- _Work request_
Output all of the entries beneath, exactly as written.

(Data entries)
PR #22312, opened 2023-08-22
Update `ivy.Container` methods to prevent copies

leacornelio:


jieunboy0516:
Hi @vedpatwardhan , would you mind taking a look of this PR from @leacornelio please. As I am not familiar with the framework enough to decide these fundamental changes. Thanks 😅

ivy/data_classes/container/base.py
```diff
@@ -1569,7 +1569,7 @@ def _cont_at_key_chains_input_as_seq(self, key_chains, ignore_key_errors=False):
         return return_cont
 
     def _cont_at_key_chains_input_as_dict(
-        self, key_chains, current_chain="", ignore_key_errors=False
+        self, key_chains, current_chain="", ignore_key_errors=False, inplace=False
```
vedpatwardhan, line 1572: Actually we don't need to add the `inplace` argument to the methods which don't have it, we just need to avoid creating copies for the ones that have that argument. Could you please check if the methods that have the `inplace` argument have the issue with creating copies? There's a possibility that someone might've already fixed it on main, but just wanted to confirm if that's the case. Thanks @leacornelio 😄

ivy-seed:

- _Expected answer_
PR #22312, opened 2023-08-22
Update `ivy.Container` methods to prevent copies

leacornelio:


jieunboy0516:
Hi @vedpatwardhan , would you mind taking a look of this PR from @leacornelio please. As I am not familiar with the framework enough to decide these fundamental changes. Thanks 😅

ivy/data_classes/container/base.py
```diff
@@ -1569,7 +1569,7 @@ def _cont_at_key_chains_input_as_seq(self, key_chains, ignore_key_errors=False):
         return return_cont
 
     def _cont_at_key_chains_input_as_dict(
-        self, key_chains, current_chain="", ignore_key_errors=False
+        self, key_chains, current_chain="", ignore_key_errors=False, inplace=False
```
vedpatwardhan, line 1572: Actually we don't need to add the `inplace` argument to the methods which don't have it, we just need to avoid creating copies for the ones that have that argument. Could you please check if the methods that have the `inplace` argument have the issue with creating copies? There's a possibility that someone might've already fixed it on main, but just wanted to confirm if that's the case. Thanks @leacornelio 😄

ivy-seed:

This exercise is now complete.